**Description of the task**
The answer must be every line below that contains the string "fixes".

[Stored data entries]
PR #487, opened 2026-05-01
Add `OperationPtr.getResultTypes`

math-fehr:
This helper is useful in the interpreter, and makes it easier to write get-set lemmas for high-level rewriting operations.

### DIFF
--- a/Veir/IR/Basic.lean
+++ b/Veir/IR/Basic.lean
@@ -668,6 +668,23 @@ theorem getResults!.getElem_eq_getResult
   simp only [getResults!, getResult]
   grind
 
+def getResultTypes (op : OperationPtr) (ctx : IRContext OpInfo)
+    (inBounds : op.InBounds ctx := by grind) : Array TypeAttr :=
+  (op.get ctx).results.map (·.type)
+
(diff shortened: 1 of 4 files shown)


Veir/IR/Basic.lean
```diff
@@ -668,6 +668,23 @@ theorem getResults!.getElem_eq_getResult
   simp only [getResults!, getResult]
   grind
 
+def getResultTypes (op : OperationPtr) (ctx : IRContext OpInfo)
+    (inBounds : op.InBounds ctx := by grind) : Array TypeAttr :=
+  Array.map (fun i => (op.get ctx).results[i]!.type) (Array.range (op.getNumResults ctx inBounds))
```
nchappe: Shouldn't `[]!` be avoided in non-`!` functions? `(op.get ctx).results.map (·.type)` could be more concise.

tobiasgrosser (approved):
This LGTM after @nchappe's comment is addressed.

Veir/IR/Basic.lean
math-fehr: Oh yes, sorry about this, I fixed it

PR #489, opened 2026-05-01
Parse Location attributes

georgerennie:
This parses MLIR's location attributes of the form `loc(body)` where body is a string with balanced delimiters inside into a LocationAttr.

LocationAttr just stores `body` as a string for now, without trying to parse it further.


tobiasgrosser (approved):
This looks sensible to me. We should however still wait for @math-fehr to comment on this patch.

math-fehr (approved):
Perfect, thanks!

PR #2, opened 2022-05-14
Initial attempt at array theory

philzook58:
Attempt at encoding the theory of arrays.
Currently extraction is crashing.
Couldn't quite figure out how to add new primitives. Not sure if there is primitive disequality on i64? Tried encoding it as an i64,i64 -> i64 function where 0 is false and 1 is true.
Need primitive disequality to reflect into the `neq` table.


tests/array.egg
```diff
@@ -0,0 +1,70 @@
...
+
+(relation neq (Math Math))
+
+(relation blowup ())
+
+(rule ((neq x y))
+      ((neq y x)))
+
+(rule ((neq x x))
+      ((blowup)))
```
philzook58, line 26: panic?

PR #3, opened 2022-05-19
Add type checking example

remysucre:


tests/typecheck.egg
```diff
@@ -0,0 +1,97 @@
...
+)(
+    (= t t2)
+))
+
+; ctx |- x : t
+; ------------------ y != x 
+; ctx; y: t |- x : t
+(rule ( ; creating demand to check ctx |- x : t
+  (= (typeof (Cons y ty ctx) x) t)
+  ; (!= x y) TODO disequality not supported yet
```
yihozhang, line 60: `x` is an expression (var), not a string. The same applies to the next rule.

The following rules will run after #15 is merged :tada: :

```
(rule ( ; creating demand to check ctx |- x : t
  (= (typeof (Cons y ty ctx) vx) t)
  (= vx (Var x))
  (!= x y)
)(
  (= (typeof ctx vx) (typeof ctx vx))
))

(rule ( ; only check ctx; y: t |- x : t that has a demand
    (= (typeof ctx xv) t1)
    (= (typeof (Cons y ty ctx) xv) t2)
    (= xv (Var x))
    (!= x y)
)(
    (= t1 t2)
))
```

mwillsey:
@yihozhang Since we had to revert #15, we can't merge this yet. But I think we have what we need otherwise.

yihozhang:
Oh I thought you only reverted the last commit in #15. Everything except for the last commit in #15 is merge-ready (at the moment of the PR). Do you think we should attempt to merge #15 again, or since #15 will be obsolete regardless, should we wait until the new intermediate language is stabilized?

mwillsey:
@yihozhang yeah, can you PR those ready-to-go commits then?

PR #4, opened 2022-07-04
Initial Datalog Syntax

philzook58:
For human use, I vastly prefer datalog syntax to s-expressions. There is no good datalog convention for declaring schema, datatypes, or other commands like queries, so s-expressions is perfectly fine for those. My suggestion is that you can go into and exit datalog syntax by a command of the shape "(dl ...)" or "(datalog ...)". I'd prefer not to wrap this around every command, but instead enter a full block of datalog, but this requires a little more refactoring of the parser at the `Program` level.


mwillsey:
I'm not convinced it should be a unified syntax, but it's definitely good enough to work with for now.

PR #6, opened 2022-07-07
Initial Query Command

philzook58:
Minimal version of adding a query command. The current printing is subpar, it is unclear that we want to add sexp as a dependency. To be discussed.
Possibly when printing the query of an eclass id, we also want to extract a term for it rather than print the id. In this case, query may subsume the extract command.
The command `(query ((path x y)))` will print the entire table `path`. 
It is noted in a previous comment that `(query ((path 1 2)))` subsumes the capabilities of `(check (path 1 2))`
It is necessary but not done that we print what element of the sexp corresponds to which pattern variable

### DIFF
--- a/Cargo.toml
+++ b/Cargo.toml
@@ -18,6 +18,7 @@ num-bigint = "0.4.3"
 num-integer = "0.1.45"
 num-rational = "0.4.0"
 num-traits = "0.2.15"
+sexp = "1.1.4"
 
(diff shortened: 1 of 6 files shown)


philzook58:
Still very rough, but it works and I think it is really useful to have this for debugging other branches. Try it out with `cargo run -- tests/datalog.egg`. It would be better to have a consistent s-exp format for all this data, since I think these query sexp might be consumable by other tools.

PR #18, opened 2022-08-12
Naive Linear Algebra

philzook58:
Very much related to the previous eqsolve example, but now using built in rationals (and guarding on rationals not being 0). A chaotic process of isolating variables and substituting them.

Something isn't working right now though. I'm a bit confused. Something seems to be breaking monotonicity. I remove facts and checks start passing.


philzook58:
Actually, it looks like checks pass 1 out of 4 times. Very odd.

PR #19, opened 2022-08-13
Simple bitwise operations

philzook58:
Simple bitwise operations as primitives. Useful for bitset operations and also the theory of bitvectors. See commented out section of test for bitset operations. Should supporting things like that be something in the surface language?


mwillsey:
I feel like those should be primitives, no? What is the advantage of them being functions instead?

PR #20, opened 2022-08-13
Bool Primitive

philzook58:
Simple bool primitive support. This may also be relevant to a theory of bitvectors depending on how it is designed.

Particularly intriguing is the `==` operator. Something very fun about the idea of having both `=` and `==`.

I'm a little concerned about the name clash between `!` used for boolean negation and for datalog negation, but I don't know what to do about it. We don't support datalog negation atm to my knowledge.

### DIFF
--- a/src/ast/expr.rs
+++ b/src/ast/expr.rs
@@ -9,6 +9,7 @@ pub enum Literal {
     Int(i64),
     Rational(BigRational),
     String(Symbol),
+    Bool(bool),
     Unit,
 }
 
@@ -33,6 +34,7 @@ macro_rules! impl_from {
 }
 
 impl_from!(Int(i64));
+impl_from!(Bool(bool));
 impl_from!(String(Symbol));
 
 impl Literal {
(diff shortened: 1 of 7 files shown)


mwillsey:
Why do we need `==`? What's the difference with `=`?

Also, make sure to run `cargo fmt` (or just make your editor do it :smile:).

mwillsey:
I would love to have a `not` for `Option<()>` expressions... there are actually pretty reasonable semantics for it I think. To me, this makes any use of `bool` unneeded. What do you think we should use `bool` for?

philzook58:
I don't think you could write `not : Option<()> -> Option<()>` as a primitive though? That's interesting. A negated predicate is in some sense very similar to your notion of "computed function" in that it can't ground it's arguments. It downcasts a regular function to a computed one or something.

`bool` is for actual data you may want to store the negation of, and for `ite` expressions. Consider `(function even (Math) bool)` vs `(relation even Math)`. They do kind of represent the same thing and actually you could also have `(relation odd Math) (relation even Math)` which is almost the same thing, except `(function even Math bool)` by definition can't represent something being even and odd. I feel `(function even Math bool)` is a bit more natural. Sometimes in souffle I have to make both `foo` and `not_foo`. This kind of does that for you.

philzook58:
I don't know what to do with this, but it is very reminiscent of the belnap booleans discussion in the Marshall paper https://dl.acm.org/doi/pdf/10.1145/3341703 page 10. They also construct booleans as a pair of incompatible semidecidable thingies

PR #22, opened 2022-08-15
Equational Theory of Sets

philzook58:
Some ideas on an equational theory of sets. WIP

### DIFF
--- a/tests/sets.egg
+++ b/tests/sets.egg
@@ -6,6 +6,12 @@
 
 ; I make no claim that the following axioms are complete.
 
+
+; For primitive sorts, built in native sets are vastly preferable
+; For eqable sorts, this representation has the benefit
+; that the sets can collapse and discover equalities
+
+
 (datatype Set)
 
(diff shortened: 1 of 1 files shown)


mwillsey:
We have primitive map now; should we close this?

philzook58:
Does primitive map supports sets of sorts or only sets of primitives? This can hold the former, which I think is still interesting. It also mimics the SMT theory of sets.

mwillsey:
Sure, why not. But it doesn't "respect" the fact that id's might change or merge keys.

philzook58:
Hmm. Is there a mechanism to normalize them via findroot? Would that be possible to add as a primitive? Primitive functions don't have access to the unionfind table so far as I can tell. Perhaps a very special one

mwillsey:
Yeah, idk how to do this. Ideally every sort would be able to canonicalize itself. Perhaps that's the interface... Makes me think that would be useful in general (e.g. polynomials or something).

PR #25, opened 2022-08-18
Replicating the lambda example

yihozhang:
Currently free(r) variable analysis is missing. To support it requires a StringSet lattice where merge is defined as set intersection. Interestingly, for such a StringSet, the monotonic query operation is `not_contains` (instead of `contains`)


yihozhang:
@mwillsey All the tests from `lambda.rs` (except those for explanations) are replicated. We can merge this now!

PR #28, opened 2022-08-22
Normalization by Evaluation

philzook58:
Maybe this is right.

In a sense it is barely using any egraph powers. It is not clear where other equational theories might go (into Value?).
I suspect the separation between Terms, Values and Neutral values is crucial. Terms are adts, pure syntax. Values are something more semantic and obey interesting equations.

Heavily based on the implementations here:
- https://github.com/AndrasKovacs/elaboration-zoo/blob/master/01-eval-closures-debruijn/Main.hs 
- https://proofassistants.stackexchange.com/questions/900/when-should-i-use-de-bruijn-levels-instead-of-indices
- https://www.andres-loeh.de/LambdaPi/LambdaPi.pdf

### DIFF
--- a/tests/nbe.egg
+++ b/tests/nbe.egg
@@ -1,0 +1,109 @@
+; Terms vs Values
+; Terms are trees. They have no equational theory
+; Values do have equations?
+; https://en.wikipedia.org/wiki/Normalisation_by_evaluation
+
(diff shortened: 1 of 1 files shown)


philzook58:
I think at least this is an interesting example of functional programming. I do not know at this moment where else to go with it

PR #30, opened 2022-08-23
specializing intersections in GJ

yihozhang:


mwillsey:
I think you can prefer to match on the slice itself rather than the length.

PR #342, opened 2024-02-12
Remove terms file

### LINKED ISSUE #341: Terms file is not included
I believe that the `terms.rs` file is no longer included in the source tree. Maybe it should be removed?

saulshanabrook:
Closes #341 as a follow up from #320


oflatt (approved):
Thanks!

PR #344, opened 2024-02-15
Fix queries with no variables firing without checking query

### LINKED ISSUE #343: A rule testing a function evaluation against a literal always matches
The following program:
```
(function foo () i64 :merge (min old new))

(rule ((= (foo) 5)) ((set (foo) 4)))

(set (foo) 10)

(run 3)

(query-extract (foo))
```
prints `4`, meaning that the rule was matched. This seems unexpected, to me the rule could only match if the condition was `(= (foo) 10)`.

Strangely, replacing `5` in the condition by `(+ 1 4)` now gives the expected behavior (i.e. the rule does not match).

It is as if `5` was treated as a free variable in this case, instead of referring to the literal `5` (this might not make any sense, I have 0 knowledge of egglog's internals).

Am I missing something?

Thanks!

oflatt:
Fixes #343, which demonstrated that queries without variables always match. This PR fixes it by handling the edge case, also adding a `SearchResult` abstraction.

### DIFF
--- a/src/lib.rs
+++ b/src/lib.rs
@@ -473,7 +473,7 @@ pub struct NotFoundError(Expr);
 /// For each rule, we produce a `SearchResult`
 /// storing data about that rule's matches.
 /// When a rule has no variables, it may still match- in this case
-/// the `matched` field is used.
+/// the `did_match` field is used.
 struct SearchResult {
     name: Symbol,
     all_matches: Vec<Value>,
--- a/src/lib.rs
+++ b/src/lib.rs
@@ -470,6 +470,17 @@ impl Default for EGraph {
 #[error("Not found: {0}")]
 pub struct NotFoundError(Expr);
 
+/// For each rule, we produce a `SearchResult`
+/// storing data about that rule's matches.
+/// When a rule has no variables, it may still match- in this case
+/// the `matched` field is used.
+struct SearchResult {
+    name: Symbol,
+    all_matches: Vec<Value>,
+    did_match: bool,
+    rule_search_time: Duration,
+}
+
 impl EGraph {
     /// Use the rust backend implimentation of eqsat,
     /// including a rust implementation of the union-find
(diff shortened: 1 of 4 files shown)


src/lib.rs
```diff
@@ -470,6 +470,17 @@ impl Default for EGraph {
 #[error("Not found: {0}")]
 pub struct NotFoundError(Expr);
 
+/// For each rule, we produce a `SearchResult`
+/// storing data about that rule's matches.
+/// When a rule has no variables, it may still match- in this case
+/// the `matched` field is used.
```
saulshanabrook, line 476: Do you mean the `do_match` field?

src/lib.rs
```diff
@@ -936,13 +947,15 @@ impl EGraph {
...
+            let mut all_matches = vec![];
             if rule.banned_until <= iteration {
                 let mut fuel = safe_shl(match_limit, rule.times_banned);
                 let rule_search_start = Instant::now();
+                let mut did_match = false;
                 self.run_query(&rule.query, rule.todo_timestamp, |values| {
+                    did_match = true;
                     assert_eq!(values.len(), rule.query.vars.len());
-                    all_values.extend_from_slice(values);
+                    all_matches.extend_from_slice(values);
```
saulshanabrook, line 958: Is `did_match` the same as `all_matches` being non empty?

saulshanabrook (commented):
Thanks for fixing this weird bug! Just had a few small questions

src/lib.rs
oflatt: yes, fixed

src/lib.rs
oflatt: No- since `all_matches` is a flat vector of matches, when there are no variables it is always empty.

saulshanabrook: Cool, that makes sense!

saulshanabrook (approved):

Issue #345, opened 2024-02-16
Serlalization not working as expected


cgjohannsen:
I'm trying to use egglog to do some optimizations on some fairly large benchmarks and the outputted JSON isn't as expected. For example, the datatype I'm using has an `"And"` variant that should always have two children, but in the JSON, many of these ENodes have no children at all. Also, I'm not sure if the `"root_eclasses"` field is ever populated, which would be useful if it were.

I'm not sure relying on the JSON serialization is the smartest route in the first place, but since I have a fairly complex cost function, dumping the JSON and doing the manually seemed like the easiest option.

Any help would be appreciated, thanks!

File to reproduce (with rules removed):  
[mvp.txt](https://github.com/egraphs-good/egglog/files/14305992/mvp.txt)

Command:

     cd egglog
     cargo run mvp.txt --to-json

cgjohannsen:
Here is a much smaller example that reproduces the issue (with the last expression not being serialized or constructed correctly)
[mvp_2.txt](https://github.com/egraphs-good/egglog/files/14311398/mvp_2.txt)

saulshanabrook:
Hey @cgjohannsen I believe the issue is that our default serialization configuration sets a max number of nodes to be output, so that the tests could run in a reasonable amount of time for large graphs:

https://github.com/egraphs-good/egglog/blob/76cb253a7f076b4690e62f1405bb42aa37c1448d/src/serialize.rs#L25-L29

Sorry about that! I think it will make sense to update it to set the default to be unlimited and then just make sure for our tests we limit it where we need.

cgjohannsen:
Great! Thanks so much for the workaround, that seems to work perfectly now with those bounds increased. 

Also, am I correct that the `root_eclasses` field is never populated? 

https://github.com/egraphs-good/egglog/blob/73a76dc9228ce24291b3e41bbbca14eddd10cd5e/src/main.rs#L173

oflatt:
`root_eclasses` not being populated is a known problem, we plan to add it soon!

saulshanabrook:
`root_eclasses` should be populated now. Please re-open or create a new issue if you have further problems here.

PR #347, opened 2024-02-16
Switch default serialization to output all nodes

saulshanabrook:
Still keeps visualization defaults to limit for testing and to make more readable graphviz files.

Partially addresses #345


oflatt (approved):
lgtm

PR #348, opened 2024-02-16
First class / higher order functions

saulshanabrook:
This PR is an attempt to support higher-order functions in egglog.

Compared to the earlier approach, in #155, this doesn't embed the bodies of unevaluated functions in the EGraph. Instead, all function values are just represented as lookups to egglog functions. An advantage of this approach is that we don't need to re-implement function application in anyway, we can just re-use our existing implementation. For defining the body of functions, we can just use rewrite rules.

Screenshot 2024-02-16 at 6 15 09 PM

This was inspired by [@yihozhang's comment](https://egraphs.zulipchat.com/#narrow/stream/375765-egg.2Fegglog/topic/embedded.20lambda.20functions/near/393293171) a while ago about how to embed functions in egglog.

As implemented, this supports functions that return primitives and eqsorts, since it uses the builtin mechanism for calling functions.

Although it doesn't support anonymous functions at the moment, adding them would be relatively trivial I believe as syntactic sugar, that would translate to a new global function with a random name and a rewrite rule to cover all cases.

I made sure that this implementation supports partial application, which is necessary for rewrite rules that transform functions.

The implementation is fairly self-contained as a primitive sort, requiring no changes to the parser or type checker. The only main breaking change is requiring a mutable EGraph pointer to be passed to primitive functions. This is necessary so that the function evaluation can possibly mutate the unionfind data structure, if new e-classes are created. I am unable to get access to a mutable egraph in the query checker, so these will panic if attempted to use in facts, they can only be used in action. This limitation seems reasonable.

One of the driving use cases for this on my end, besides just generally being cool to be able to optimize functional programs, is @sklam's example for [defining a higher level array API](https://gist.github.com/sklam/5e5737137d48d6e5b816d14a90076f1d?permalink_comment_id=4882443#gistcomment-4882443) and translating that within egglog.


saulshanabrook:
@ztatlock and others had wondered whether this PR could be simplified by not supporting curried functions. This would remove the storage of values in the sort, making the function sort not a container sort.

My sense from implementing it below is that it would be possible using codegen/macros, but it expands the amount of code and would require adding implementations for every combination of type of curried arguments for every function.

---


As currently implemented, this PR would allow you to define a map function over a custom user defined map data structure:

```
(datatype Math
  (Num i64)
  (Var String)
  (Add Math Math)
  (Mul Math Math))

(rewrite (Mul (Num x) (Num y)) (Num (* x y)))

(datatype MathList
  (Nil)
  (Cons Math MathList))

(sort MathFn (Fn (Math) Math))
(function list-map-math (MathFn MathList) MathList)
(rewrite (list-map-math fn (Nil)) (Nil))
(rewrite (list-map-math fn (Cons x xs)) (Cons (app fn x) (list-map-math fn xs)))

;; version where partial application is allowed

(function list-multiply-by (MathList Math) MathList)
(rewrite (list-multiply-by l i) (list-map-math (fn "Mul" i) l))
```

However, if partial application was not allowed, we could implement this by defining a custom map function that would partially apply an arg that is passed into it in the function invocation:

```
;; alternative version where no partial application is allowed

;; Must make a new map function that also takes a binary fn instead of a unary one
;; as well as an initial partialled applied arg
(sort MathMathFn (Fn (Math Math) Math))
(function list-map-math-partial (MathMathFn MathList Math) MathList)
(rewrite (list-map-math-partial fn (Nil)) (Nil))
(rewrite (list-map-math-partial fn (Cons x xs) y) (Cons (app fn y x) (list-map-math-partial fn xs y)))

(rewrite (list-multiply-by l i) (list-map-math-partial (fn "Mul") l i))
```

Or alternatively, we could write a wrapper for a unary math function that supports partial application and use this  (thanks @yihozhang for this version):

```
(sort MathMathFn (Fn (Math Math) Math))

(datatype MathFnWrapper (partial-app MathMathFn Math))
(function App (MathFnWrapper Math) Math)

(rewrite (App (partial-app f a) b) (app f a b))

;; rewrite
(function list-map-math (MathFnWrapper MathList) MathList)
(rewrite (list-map-math fn (Nil)) (Nil))
(rewrite (list-map-math fn (Cons x xs)) (Cons (App fn x) (list-map-math fn xs)))

(rewrite (list-multiply-by l i) (list-map-math (partial-app (fn "Mul") i)))
```

oflatt:
Here's a nice example of how you might do partial application in current egglog. It requires a little bit of boilerplate but it's not too bad:

https://egraphs-good.github.io/egglog/?program=XQAAgACDBAAAAAAAAAAUGQgnfMUD9dO10C6gYDgH7EMCDsP59lqRF2h73FWgyD8WAkCEiBUexoj9z4WGjCHzYIc2LwHce_oYevbmNoBoN_WQ0Ts129CFhQcgqLvd8Zghww4Y3IeW7pA3n8eY20nLHxZ4zXkw6JDSjaSDWK0QQJZ390IDSmZeEE3CmnobPAqTsX8BTdPj8QSF2zgKh5NEEX2EgxsFiBdyGhGDLqKjxejD7h2vbJ5lZDCckd5FQRFFAzgthseF8hCaVbe8kJU5fqVDBKluNgDdTE-eM6dXpgLktUJzigaujVbemliqhHNWu72dmDCnkMNGsm-ekguI93K4PDyt7mN076MFiYzL-v0xR9u0R3D9e1KKf-oWM5SSGIhFSUDFs2w5rVO0BHFZFXVvqDN9CLnk4qha7rVChJrEg9nolD6ZQ4NFfpGoEeGPqvQPc_n5NcCZvWLOXDLPCtkb6Qqpo7kcwRBzZoyl_h83cEZWVE2afqoNAP_Xx-5sPqJU_MQ75bM6ehIg-x14LK329vrl6OKZ8WbSZlNR7b9ztvwJDKIEJmpNxffZ4v4g-SJoF__sLfFz

The nice thing about this example is that it gives you an easy way to reference partial applications without any change to egglog. You do have to write conversion rules that go from a partial application to a normal one, but they are easily generated.

saulshanabrook:
A few comments I got yesterday from folks on this PR:

* Would it be possible to defer the canonicalization of the stored partial args until call time?
* This might not interact well with the (future) proofs features
* It would be nice to have a friendly syntax than a string quoted function name
* How does this relate to more generally implementing functional programming in egglog?

saulshanabrook:
At the meeting today, the consensus was this seems good to go to experiment on in the Python bindings. I prefaced all the public-facing functionality with `unstable` so that it's clear this could change.

If this is merged, I will work on adding a higher-level semantics to the Python bindings on top of this, for anonymous functions.

tests/unstable-fn.egg
```diff
@@ -0,0 +1,65 @@
...
+(let doubled-x (list-multiply-by x (Num 2)))
+(run 100)
+(check (= doubled-x (Cons (Num 2) (Cons (Num 4) (Cons (Num 6) (Nil))))))
+
+;; Test we can define a higher order compose function
+
+(function composed-math (MathFn MathFn Math) Math)
+(rewrite (composed-math f g v) (unstable-app f (unstable-app g v)))
+
+(let square-of-double (unstable-fn "composed-math" square-fn (unstable-fn "Mul" (Num 2))))
```
oflatt, line 50: We shouldn't use strings here for the identifier `composed-math`

src/typechecking.rs
```diff
@@ -45,10 +45,13 @@ impl Default for TypeInfo {
         res.presort_names.extend(MapSort::presort_names());
         res.presort_names.extend(SetSort::presort_names());
         res.presort_names.extend(VecSort::presort_names());
+        res.presort_names.extend(FunctionSort::presort_names());
```
oflatt, line 48: Should we make typechecking work for this PR? What happens if you try to run an ill-typed program- do you get ill-typed eclasses?

src/sort/fn.rs
```diff
@@ -0,0 +1,347 @@
...
+    fn get_type_constraints(&self) -> Box<dyn TypeConstraint> {
+        Box::new(FunctionCTorTypeConstraint {
+            name: self.name,
+            function: self.function.clone(),
+            string: self.string.clone(),
+        })
+    }
+
+    fn apply(&self, values: &[Value], egraph: Option<&mut EGraph>) -> Option<Value> {
+        let egraph = egraph.expect("Cannot create function in fact only in actions");
```
oflatt, line 255: This error message should be improved
Ideally, we should check that we don't use this primitive in queries at all at typechecking time

oflatt (changes requested):
Had a few concerns
The main question in my mind is if we need to make typechecking work for these functions

tests/unstable-fn.egg
saulshanabrook: AFAIK there isn't a way to use real identifiers without a large change to parsing/type checking, which I was trying to avoid for this sort of unstable feature.

src/typechecking.rs
saulshanabrook: I added a few type checking failure examples to show that it will make sure the input types are correct when calling a function and also that the return type is properly typed as well. I don't believe there is a way to get ill typed e-classes with this.

src/sort/fn.rs
saulshanabrook: I rewrote it a bit, let me know if you have any suggestions on how to make it clearer.

I think, although correct me if I am wrong, that the easiest way to make this fail during type-checking would be to modify [`Facts.to_query`](https://github.com/egraphs-good/egglog/blob/83a51a9f6f1ad69b5bd067558dd7e7a29cbefbbf/src/ast/mod.rs#L1000-L1007) and [`GenericExpr.to_query`](https://github.com/egraphs-good/egglog/blob/83a51a9f6f1ad69b5bd067558dd7e7a29cbefbbf/src/core.rs#L516-L523) to return `Result`s so that we can return a type-checking error if you try to create a query with these functions.

I am hesitant to make that larger change for just this special case, since it's still unstable.

saulshanabrook:
Hey @oflatt, thanks for taking a look at this!

I responded to your points, but overall I am hesitant to make any changes to much outside of the `fn.rs` sort definition unless they are really required since this is unstable and I wouldn't want to tie us to this implementation if we do want to move.

Also, even if we keep this, we might not want to expose it directly to users as we talked about, so if we made a higher level API, we could make sure that had all the proper affordances, like not representing functions as strings but as symbols.

I am excited to get this in so I can start experimenting with it in the Python bindings!

src/typechecking.rs
oflatt: Thanks! Nicely done

tests/unstable-fn.egg
oflatt: okay!

oflatt (approved):
This looks good to me, we should merge for now and keep thinking about functional programming

PR #349, opened 2024-02-24
Symbol generation fixes

oflatt:
This PR allows different code to set different reserved symbols for the symbol gen struct
This fixes all of our name conflicts. Desugaring using `__` by default and the middle of the compiler uses `$`


yihozhang (approved):
LGTM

**Task output**
Fixes #343, which demonstrated that queries without variables always match. This PR fixes it by handling the edge case, also adding a `SearchResult` abstraction.
Symbol generation fixes
This fixes all of our name conflicts. Desugaring using `__` by default and the middle of the compiler uses `$`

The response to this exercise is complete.